▸ **Dataset entries**
PR #316, opened 2019-03-11
Add init integration tests for workdir changes

carlosms:
Part of #232.

Adds tests for `srcd init`, adding tests that check that we are restarting gitbase when `init` is called with a different workdir, or the same workdir.

### DIFF
--- a/cmd/srcd/cmd/init_test.go
+++ b/cmd/srcd/cmd/init_test.go
@@ -6,8 +6,10 @@ import (
 	"bytes"
 	"context"
 	"fmt"
+	"io/ioutil"
 	"log"
 	"os"
+	"os/exec"
 	"path/filepath"
 	"testing"
 	"time"
@@ -31,19 +33,14 @@ func TestInitTestSuite(t *testing.T) {
 }
 
 func (s *InitTestSuite) SetupTest() {
-	dir, err := filepath.Abs(filepath.Join("..", "..", "..", ".integration-testing"))
+	var err error
+	s.testDir, err = ioutil.TempDir("", "init-test")
 	if err != nil {
 		log.Fatal(err)
 	}
 
-	s.testDir = dir
 	s.validWorkDir = filepath.Join(s.testDir, "valid-workdir")
 	s.invalidWorkDir = filepath.Join(s.testDir, "invalid-workdir")
-
-	err = os.Mkdir(s.testDir, os.ModePerm)
-	if err != nil {
-		log.Fatal(err)
-	}
 
 	err = os.MkdirAll(s.validWorkDir, os.ModePerm)
 	if err != nil {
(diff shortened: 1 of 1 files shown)


cmd/srcd/cmd/init_test.go
```diff
@@ -31,20 +33,15 @@ func TestInitTestSuite(t *testing.T) {
 }
 
 func (s *InitTestSuite) SetupTest() {
-	dir, err := filepath.Abs(filepath.Join("..", "..", "..", ".integration-testing"))
+	var err error
+	s.testDir, err = ioutil.TempDir("", "init-test")
```
smacker: 👍

se7entyse7en: I'm gonna try this first locally coz if I remember well I also did like this initially, but then the folder was created in a path that docker wasn't able to mount (on OSX).

carlosms:
Rebased to see if tests pass as they should.
I applied both your suggestions, already squashed in 97bec04.

cmd/srcd/cmd/init_test.go
se7entyse7en: Yup, unfortunately it has some problems on OSX:

Screenshot 2019-03-12 at 14 23 59

In my case:

```
✘  se7entyse7en in ~/Projects/.go-workspace/src/github.com/src-d/engine (carlosms-integration-init)  $ echo $TMPDIR                                                              [03/12/19 | 14:23:46.790]
/var/folders/80/4kkg57_13jl8wyslvlzdfhr80000gn/T/
```

If we want to use `ioutil.TempDir` maybe we could set the env var to another location.

se7entyse7en:
Great tests! 👍

cmd/srcd/cmd/init_test.go
carlosms: Is it enough to do this in our makefile?
```
TMPDIR="./integration-test-tmp"

test-integration-no-build:
	rm -rf $(TMPDIR)
	mkdir $(TMPDIR)
	$(GOTEST_INTEGRATION) github.com/src-d/engine/cmd/srcd/cmd/

test-integration: clean build docker-build test-integration-no-build
```

dpordomingo: coud we add the `rm -rf $(TMPDIR)` to the `clean` target?, and use it as `test-integration-no-build` dependency?

cmd/srcd/cmd/init_test.go
```diff
@@ -200,3 +197,104 @@ func (s *InitTestSuite) TestWithRunningOtherComponents() {
...
 	}
 }
+
+func (s *InitTestSuite) initGitRepo(path string) {
+	s.T().Helper()
+
+	err := os.MkdirAll(path, os.ModePerm)
+	s.Require().NoError(err)
+
+	cmd := exec.Command("git", "init", path)
```
dpordomingo: should we ensure someway that `git` is already available?

cmd/srcd/cmd/init_test.go
se7entyse7en:
```test-integration-no-daemon: clean-integration build-integration
	TMPDIR=`pwd`/integration-test-tmp
	rm -rf $(TMPDIR)
	mkdir $(TMPDIR)
	$(GOTEST_INTEGRATION) github.com/src-d/engine/cmd/srcd/cmd/
```

se7entyse7en: The problem is that we should restore the original value of `TMPDIR`, as the user doesn't expect it to be changed.

dpordomingo: I saw `$(PWD)` and `$(shell pwd)`, but never `'pwd'`
I wonder if that's what is causing your problem @se7entyse7en

se7entyse7en: @dpordomingo you're right! This worked and didn't override the env var once it finished. 👍 

```TMPDIR=$(PWD)/integration-test-tmp

test-integration-no-daemon: clean-integration build-integration
	rm -rf "$(TMPDIR)"
	mkdir "$(TMPDIR)"
	$(GOTEST_INTEGRATION) github.com/src-d/engine/cmd/srcd/cmd/
```

carlosms: Since it's not straightforward, and we already have some test in master using `ioutil.TempDir`, would you agree to keep this PR working for linux, and find a proper and clean solution in a different PR later? If you agree I'll open a new issue with a link to this discussion.

carlosms:
> should we ensure in these tests that indexes are properly handled when changing between directories? or is that guaranteed by gitbase?

You are right, we should test that. There is a tricky issue hidden there, and is that we are using a workdir in /tmp, but the datadir is always `~/.srcd/gitbase`. Ideally we should be using a clean dir for the tests also.

I think it makes sense to leave it as future improvement, I left a comment in the main issue here: https://github.com/src-d/engine/issues/232#issuecomment-472127062

cmd/srcd/cmd/init_test.go
carlosms: If `git` is not installed the tests will complain in the next `s.Require().NoError(err)`.
What else did you have in mind?

cmd/srcd/cmd/init_test.go
se7entyse7en: it's ok for me

cmd/srcd/cmd/init_test.go
dpordomingo: maybe as a precondition for the `test-integration` make target...
but not a strong opinion.

carlosms: I understand your point, but I'd prefer to keep it simple, at least for now. We could check many things (docker is installed, etc), but in the end the tests are meant for our CI, that we control, and the developers machines. So to me it's safe to assume some tools.

dpordomingo: is the computer on? do we have network? :dancer:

▸ **Aim of the task**
The complete listing is needed again, with each line reproduced exactly.

▸ **The answer**
PR #316, opened 2019-03-11
Add init integration tests for workdir changes

carlosms:
Part of #232.

Adds tests for `srcd init`, adding tests that check that we are restarting gitbase when `init` is called with a different workdir, or the same workdir.

### DIFF
--- a/cmd/srcd/cmd/init_test.go
+++ b/cmd/srcd/cmd/init_test.go
@@ -6,8 +6,10 @@ import (
 	"bytes"
 	"context"
 	"fmt"
+	"io/ioutil"
 	"log"
 	"os"
+	"os/exec"
 	"path/filepath"
 	"testing"
 	"time"
@@ -31,19 +33,14 @@ func TestInitTestSuite(t *testing.T) {
 }
 
 func (s *InitTestSuite) SetupTest() {
-	dir, err := filepath.Abs(filepath.Join("..", "..", "..", ".integration-testing"))
+	var err error
+	s.testDir, err = ioutil.TempDir("", "init-test")
 	if err != nil {
 		log.Fatal(err)
 	}
 
-	s.testDir = dir
 	s.validWorkDir = filepath.Join(s.testDir, "valid-workdir")
 	s.invalidWorkDir = filepath.Join(s.testDir, "invalid-workdir")
-
-	err = os.Mkdir(s.testDir, os.ModePerm)
-	if err != nil {
-		log.Fatal(err)
-	}
 
 	err = os.MkdirAll(s.validWorkDir, os.ModePerm)
 	if err != nil {
(diff shortened: 1 of 1 files shown)


cmd/srcd/cmd/init_test.go
```diff
@@ -31,20 +33,15 @@ func TestInitTestSuite(t *testing.T) {
 }
 
 func (s *InitTestSuite) SetupTest() {
-	dir, err := filepath.Abs(filepath.Join("..", "..", "..", ".integration-testing"))
+	var err error
+	s.testDir, err = ioutil.TempDir("", "init-test")
```
smacker: 👍

se7entyse7en: I'm gonna try this first locally coz if I remember well I also did like this initially, but then the folder was created in a path that docker wasn't able to mount (on OSX).

carlosms:
Rebased to see if tests pass as they should.
I applied both your suggestions, already squashed in 97bec04.

cmd/srcd/cmd/init_test.go
se7entyse7en: Yup, unfortunately it has some problems on OSX:

Screenshot 2019-03-12 at 14 23 59

In my case:

```
✘  se7entyse7en in ~/Projects/.go-workspace/src/github.com/src-d/engine (carlosms-integration-init)  $ echo $TMPDIR                                                              [03/12/19 | 14:23:46.790]
/var/folders/80/4kkg57_13jl8wyslvlzdfhr80000gn/T/
```

If we want to use `ioutil.TempDir` maybe we could set the env var to another location.

se7entyse7en:
Great tests! 👍

cmd/srcd/cmd/init_test.go
carlosms: Is it enough to do this in our makefile?
```
TMPDIR="./integration-test-tmp"

test-integration-no-build:
	rm -rf $(TMPDIR)
	mkdir $(TMPDIR)
	$(GOTEST_INTEGRATION) github.com/src-d/engine/cmd/srcd/cmd/

test-integration: clean build docker-build test-integration-no-build
```

dpordomingo: coud we add the `rm -rf $(TMPDIR)` to the `clean` target?, and use it as `test-integration-no-build` dependency?

cmd/srcd/cmd/init_test.go
```diff
@@ -200,3 +197,104 @@ func (s *InitTestSuite) TestWithRunningOtherComponents() {
...
 	}
 }
+
+func (s *InitTestSuite) initGitRepo(path string) {
+	s.T().Helper()
+
+	err := os.MkdirAll(path, os.ModePerm)
+	s.Require().NoError(err)
+
+	cmd := exec.Command("git", "init", path)
```
dpordomingo: should we ensure someway that `git` is already available?

cmd/srcd/cmd/init_test.go
se7entyse7en:
```test-integration-no-daemon: clean-integration build-integration
	TMPDIR=`pwd`/integration-test-tmp
	rm -rf $(TMPDIR)
	mkdir $(TMPDIR)
	$(GOTEST_INTEGRATION) github.com/src-d/engine/cmd/srcd/cmd/
```

se7entyse7en: The problem is that we should restore the original value of `TMPDIR`, as the user doesn't expect it to be changed.

dpordomingo: I saw `$(PWD)` and `$(shell pwd)`, but never `'pwd'`
I wonder if that's what is causing your problem @se7entyse7en

se7entyse7en: @dpordomingo you're right! This worked and didn't override the env var once it finished. 👍 

```TMPDIR=$(PWD)/integration-test-tmp

test-integration-no-daemon: clean-integration build-integration
	rm -rf "$(TMPDIR)"
	mkdir "$(TMPDIR)"
	$(GOTEST_INTEGRATION) github.com/src-d/engine/cmd/srcd/cmd/
```

carlosms: Since it's not straightforward, and we already have some test in master using `ioutil.TempDir`, would you agree to keep this PR working for linux, and find a proper and clean solution in a different PR later? If you agree I'll open a new issue with a link to this discussion.

carlosms:
> should we ensure in these tests that indexes are properly handled when changing between directories? or is that guaranteed by gitbase?

You are right, we should test that. There is a tricky issue hidden there, and is that we are using a workdir in /tmp, but the datadir is always `~/.srcd/gitbase`. Ideally we should be using a clean dir for the tests also.

I think it makes sense to leave it as future improvement, I left a comment in the main issue here: https://github.com/src-d/engine/issues/232#issuecomment-472127062

cmd/srcd/cmd/init_test.go
carlosms: If `git` is not installed the tests will complain in the next `s.Require().NoError(err)`.
What else did you have in mind?

cmd/srcd/cmd/init_test.go
se7entyse7en: it's ok for me

cmd/srcd/cmd/init_test.go
dpordomingo: maybe as a precondition for the `test-integration` make target...
but not a strong opinion.

carlosms: I understand your point, but I'd prefer to keep it simple, at least for now. We could check many things (docker is installed, etc), but in the end the tests are meant for our CI, that we control, and the developers machines. So to me it's safe to assume some tools.

dpordomingo: is the computer on? do we have network? :dancer:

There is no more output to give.